Coming to the end of that second 30 days off period I was really trying to contemplate what was best for my mental health and my family and I was really struggling with whether or not I could go back to work. At the end of the 30 days I wasn’t ready and I had the therapist extend my time off. During that extension my therapist told me about a study a clinic was doing with first responders and ketamine infusions. She told me she felt very strongly that I should take part in the study. I initially was a little stubborn and fought her on it, but in the end trusted her that it would be good for me. I took part in the 2-week study, where I had a total of 6 ketamine infusions. It was amazing and helped me push through on some of the areas I was really struggling with. It helped me to sleep, it helped me to process some of the hard calls that I was still struggling with. It also gave me clarity. I had spent 20 years being a cop and 13 of those years on the SWAT team, and I knew I was done, I knew I couldn’t do it anymore.

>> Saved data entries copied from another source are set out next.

PR #6944, opened 2024-07-19
feat(latex): add additional include highlights

jdujava:
These were recognized by `latex` grammar, but not highlighted.


clason:
If these are filenames, they should be `@string.special.path` (consistently).

jdujava:
Will try to look into which are really meant to be filenames, and which are mainly package names or something like that.

jdujava:
Tried to choose highlight groups corresponging to the most frequent use cases of the commands.

PR #6945, opened 2024-07-19
feat(latex): capture placeholder as variable

jdujava:


clason:
Can you show examples (text and screenshot before/after)?

jdujava:
Before:
image
After:
image

clason:
Hmm, I don't think that's correct. `@variable.parameter` is for the parameters of a function in the signature, not the body (compare C). These should just be `@variable`.

jdujava:
When working with `lua`, I see for example this
image

I thought that it would be nice to have it similarly for `latex`. My colorscheme doesn't do anything special for `@variable` (I think this is usually the default behavior), and I don't want to change this behavior for all languages.

Since `#num` is really special in `latex`, isn't it fine to make an "exeption" and capture it as `@variable.parameter`, or do you propose another solution to obtain nice highlighting of `latex` placeholders?

clason:
The highlight you show is not from tree-sitter, though, but from LSP semantic tokens (which are different and out of our control). In general, we frown upon exceptions; consistent use of captures is the core value that this project provides.

Maybe you can find another capture group that would fit? We can interpret broadly for such different languages as LaTeX, but we won't directly contradict the intended usage (otherwise consistent colorschemes become impossible).

jdujava:
What do you think about `@variable.parameter.builtin`?

clason:
That has the same problem (this is not a parameter).

jdujava:
Sorry, I thought that would mean something different.. Maybe "@punctuation.special"?

clason:
The captures are hierarchical: subcaptures are always a special case. Punctuation doesn't fit, either; it's really just a variable...

My suggestion would be to use `@variable` (which is the semantically correct capture) and just adding `@variable.latex` to your colorscheme.

jdujava:
Nice, I didn't know about such a workaround!

queries/latex/highlights.scm
```diff
@@ -1,6 +1,8 @@
 ; General syntax
 (command_name) @function
 
+(placeholder) @variable.parameter
```
clason, line 4:
```suggestion
(placeholder) @variable
```

PR #6947, opened 2024-07-19
feat(bash): Readline injections

ValdezFOmar:


queries/bash/injections.scm
```diff
@@ -65,3 +65,19 @@
...
+  (#eq? @_command "bind")
+  (#set! injection.language "readline"))
+
+((command
+  name: (command_name) @_command
+  .
+  argument: (raw_string) @injection.content)
+  (#eq? @_command "bind")
+  (#offset! @injection.content 0 1 0 -1)
+  (#set! injection.language "readline"))
```
ribru17, line 83:
```suggestion
((command
  name: (command_name) @_command
  .
  argument: [
    (string)
    (raw_string)
  ] @injection.content)
  (#eq? @_command "bind")
  (#offset! @injection.content 0 1 0 -1)
  (#set! injection.include-children)
  (#set! injection.language "readline"))
```

Might be cleaner to use one query

ribru17 (approved):

ribru17:
Thanks!

PR #6949, opened 2024-07-20
feat(ecma): inject sql template methods

DimensionalDot:
Added injection into tagged templates for SQL method calls (e.g., `` client.sql`...` ``) in order to add compatibility with Vercel's PostgreSQL SDK.

This is a continuation of https://github.com/nvim-treesitter/nvim-treesitter/pull/6555 which I inadvertently closed. That was originally opened to address the issue raised in mentioned in https://github.com/nvim-treesitter/nvim-treesitter/pull/6550.

### DIFF
--- a/queries/ecma/injections.scm
+++ b/queries/ecma/injections.scm
@@ -43,6 +43,26 @@
   (#set! injection.include-children)
   (#set! injection.language "html"))
 
+; Vercel PostgreSQL
+; foo.sql`...` or foo.sql(`...`)
+(call_expression
+  function: [
+    (await_expression
+      (member_expression
+        property: ((property_identifier) @injection.language)))
+    (member_expression
+      property: ((property_identifier) @injection.language)
+    )
+  ]
+  arguments: [
+    (arguments
+      (template_string) @injection.content)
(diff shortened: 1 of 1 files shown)


queries/ecma/injections.scm
```diff
@@ -43,6 +43,25 @@
   (#set! injection.include-children)
   (#set! injection.language "html"))
 
+; Vercel PostgreSQL
+; foo.sql`...` or foo.sql(`...`)
+(call_expression
+  function: [
+    (await_expression
+      (member_expression
+        property: (property_identifier) @injection.language))
```
ribru17, line 52: Out of curiosity, what does this capture try to achieve? Looks like without it the injection still works for something like ``await client.sql`...`;``

ribru17 (approved):

queries/ecma/injections.scm
DimensionalDot: Without that line the query doesn't capture async calls with type arguments (e.g., `` await client.sql<T>`...` ``).

lucario387 (approved):

PR #6951, opened 2024-07-20
feat(snakemake): add wildcard flag

osthomas:
Wildcard interpolations support the `:q` flag to quote list/tuple elements with whitespace.

```snakemake
rule x:
    input: 
        "the first file.txt",
        "the second file.txt"
    output: "output.txt"
    shell:
       """
       cat {input:q} > {output}
       """
```

With `{input:q}`, this expands to `cat 'the first file.txt' 'the second file.txt' > output.txt`

With `{input}`, this expands to `cat the first file.txt the second file.txt > output.txt`

The `(wildcard (flag))` node was added in the latest version of the `snakemake` parser.

### DIFF
--- a/queries/snakemake/highlights.scm
+++ b/queries/snakemake/highlights.scm
@@ -44,7 +44,8 @@
 
 ; Wildcard names
 (wildcard
-  (identifier) @variable)
+  (identifier) @variable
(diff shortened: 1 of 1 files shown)


ribru17:
Needs a lockfile update as well

PR #6954, opened 2024-07-21
feat(latex): command definition without curly braces

jdujava:
Support both
```latex
\newcommand\foo{bar}
```
and
```latex
\newcommand{\foo}{bar}
```

### DIFF
--- a/lockfile.json
+++ b/lockfile.json
@@ -387,7 +387,7 @@
     "revision": "854a40e99f7c70258e522bdb8ab584ede6196e2e"
   },
   "latex": {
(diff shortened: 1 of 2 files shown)


clason:
Would help to have examples of the targeted syntax before each pattern.

And can this be combined with the previous (using grouping)?

jdujava:
Is this what you had in mind?

clason:
If it works :)

jdujava:
Fixed (forgot to format also after adding the comment :).

PR #6955, opened 2024-07-21
feat(latex): simplify captures of font changing

jdujava:
Additionally, add `\bm` (bold symbols in maths mode).

### DIFF
--- a/queries/latex/highlights.scm
+++ b/queries/latex/highlights.scm
@@ -239,13 +239,7 @@
   command: (command_name) @_name
   arg: (curly_group
     (_) @markup.italic))
-  (#eq? @_name "\\emph"))
-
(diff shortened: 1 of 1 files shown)


clason:
˚\bm` is deprecated (pure TeX), same as `\it` ;)

jdujava:
I have in mind the following: https://ctan.org/pkg/bm?lang=en
As far as I know, this is usually the way to go for bold symbols in math mode.

clason:
Hmm, yes, packages can do any number of things. We have already decided that adding package-specific highlights is out-of-scope for this project; that is left for a (so far hypothetical) nvimtex plugin.

jdujava:
Oh, alright. Only the simplification then.

PR #7192, opened 2024-09-28
fix(log): use vim.notify for printing logs

seblj:
Problem:

When using `vim.api.nvim_echo` for printing out information as part of `:TSUpdate` and when installing/uninstalling, it could prompt `Press ENTER or type command to continue` if the screen is not wide enough. This is super frustrating. This happens with me all the time if I am using it on my macbook 14 inch with a split screen. I have also had it happening by using it fullscreen on my mac

Solution:

Use `vim.notify` which can be overridden and can therefore remove the problem. It is for example possible to use plugins like https://github.com/j-hui/fidget.nvim or https://github.com/rcarriga/nvim-notify (or possibly others) to not get this `Press ENTER or type command to continue`

### DIFF
--- a/lua/nvim-treesitter/log.lua
+++ b/lua/nvim-treesitter/log.lua
@@ -1,4 +1,5 @@
 local echo = vim.api.nvim_echo
+local notify = vim.notify
 
 -- TODO(lewis6991): write these out to a file
 local messages = {} --- @type {[1]: string, [2]: string?, [3]: string}[]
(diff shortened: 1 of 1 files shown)


clason:
Thank you; we discussed that before but rejected it because we prefer the current styling and want to wait for a better message interface. (I remind that the `main` branch is not yet released.)

seblj:
Alright, that's fair. I know it's not released yet, but I really like how the rewrite is done, and I am ready and prepared to deal with potential breaking changes. So I'll just continue using it

clason:
That's fine, of course :)

PR #7193, opened 2024-09-28
fix(markdown): don't set link metadata twice

ribru17:
Otherwise the same link will be opened twice when the cursor is on the link text itself.

I checked `grammar.js` before this change to make sure there are no other instances of `link_destination` that would no longer be covered by this change

### DIFF
--- a/queries/markdown_inline/highlights.scm
+++ b/queries/markdown_inline/highlights.scm
@@ -91,9 +91,6 @@
   (email_autolink)
 ] @markup.link.url @nospell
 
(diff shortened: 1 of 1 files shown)


clason:
Alternatively we could keep this and remove the specialized patterns above?

ribru17:
If we did that then links would no longer be openable when the cursor is on just the label text; we could capture everything as just `(_ (link_destination) (...metadata)) @_url` but that might be sketchy

PR #7195, opened 2024-09-29
fix(parsers): adapt to upstream change in Nvim 0.11

clason:
In Nvim 0.11, `vim.treesitter.lang.get_lang(filetype)` falls back to `filetype` by default, so filetypes no longer have to be registered for languages with the same name.

https://github.com/neovim/neovim/pull/30379

Also, bye-bye metatable!

### DIFF
--- a/lua/nvim-treesitter/parsers.lua
+++ b/lua/nvim-treesitter/parsers.lua
@@ -58,12 +58,15 @@ end
 ---@field readme_name string|nil
 
 ---@type ParserInfo[]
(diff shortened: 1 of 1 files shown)


ribru17 (approved):

ribru17:
@clason Do we not need to register at all now? I am noticing this commit breaks (doesn't start) highlighting for parsers with names differing from the filetype name (like `git_config`)

clason:
Right, that was too simple. I will fix.

PR #7196, opened 2024-09-29
feat(tact): update parser and queries

novusnota:


queries/tact/highlights.scm
```diff
@@ -94,9 +95,8 @@
 (tlb_serialization
   "as" @keyword
   type: (identifier) @type.builtin
-  (#any-of? @type.builtin
-    "int8" "int16" "int32" "int64" "int128" "int256" "int257" "uint8" "uint16" "uint32" "uint64"
-    "uint128" "uint256" "coins" "remaining" "bytes32" "bytes64"))
+  (#match? @type.builtin
```
clason, line 98: Sorry, but that is inacceptable. Always prefer an explicit list if possible; otherwise use `#lua-match?` and Lua patterns. If necessary, use multiple patterns instead of shoving everything into a single complicated regex.

clason (changes requested):

queries/tact/highlights.scm
novusnota: Sure, will fix it in a moment

novusnota: Resolved, please take a look

clason: Do you really need that full generality (uint69)? It's not quite clear to me what you are trying to capture here.

novusnota: In the regexes there I expressed ranges `int1` - `int256` and `uint1` - `uint256`. Could've went for `u?int[0-9][0-9]?[0-9]?`, but that would have been too general (i.e. allowing `int0` and `int999`), so here we are :)

clason: So are you actually expecting uint37? Such patterns are extremely performance critical, so it's important to be flexible here. Again, it's much better to have a long list of a few dozen explicit values than to have a clever but expensive pattern.

clason: (Obviously I know nothing about tact, so treat them as honest questions.)

novusnota: Yeah, I do. But isn't this kind of regex rather cheap? It doesn't do lookaheads (expensive) or lookbehinds (_very_ expensive), just basic `optional?` and `[single character from here]`. Not even `*` for repeats or `()` groups as before

clason: Regex are never cheap in this context; even Lua patterns are a different order of magnitude, and that matters a lot when you're running in a hot loop (which this very much is, being part of the main display loop).

clason: And if you have to, why not simply do `uint[0-9]*`? What's the harm in highlighting `uint29886`?

(Tree-sitter is used for correctly highlighting _correct_ code, not for linting incorrect code.)

clason: (And you need separate patterns for that; you can't chain predicates this way.)

ribru17:
LGTM once @clason's suggestion is applied (of breaking into separate queries). Out of curiosity, any reason to remove `@function.builtin`?

queries/tact/highlights.scm
novusnota: > (Tree-sitter is used for correctly highlighting _correct_ code, not for linting incorrect code.)

Went with that idea and just removed all the patterns there. Incorrect code would still be highlighted now, but that is fixable on the linting/diagnostics side from, say, future LSPs

novusnota:
@ribru17 Thought that they don't make much sense to maintain as their (`@function.builtin`) highlighting rarely differs from the general function capture (`@function`)

ribru17 (approved):

clason (approved):

PR #7198, opened 2024-09-30
feat(superhtml): add superhtml parser and queries

rockorager:
SuperHTML is a templating language used by the zine static site
generator.

### DIFF
--- a/queries/superhtml/highlights.scm
+++ b/queries/superhtml/highlights.scm
@@ -1,0 +1,44 @@
+(doctype) @constant
+
+(comment) @comment
+
+(tag_name) @tag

I have been diagnosed with Chronic PTSD, and I am ok with that. I have good days and I have bad days. When the bad days come, I have learned tools to help me cope. I have learned that it is OK to not be OK. I have learned that although there is a negative stigma, it is not weakness to seek help. I have learned that it takes a lot more courage and strength to get help than to not get help. I have learned there are lots of other first responders who have felt what I have felt and we can support each other and help lift each other. I have learned that my life is worth living for.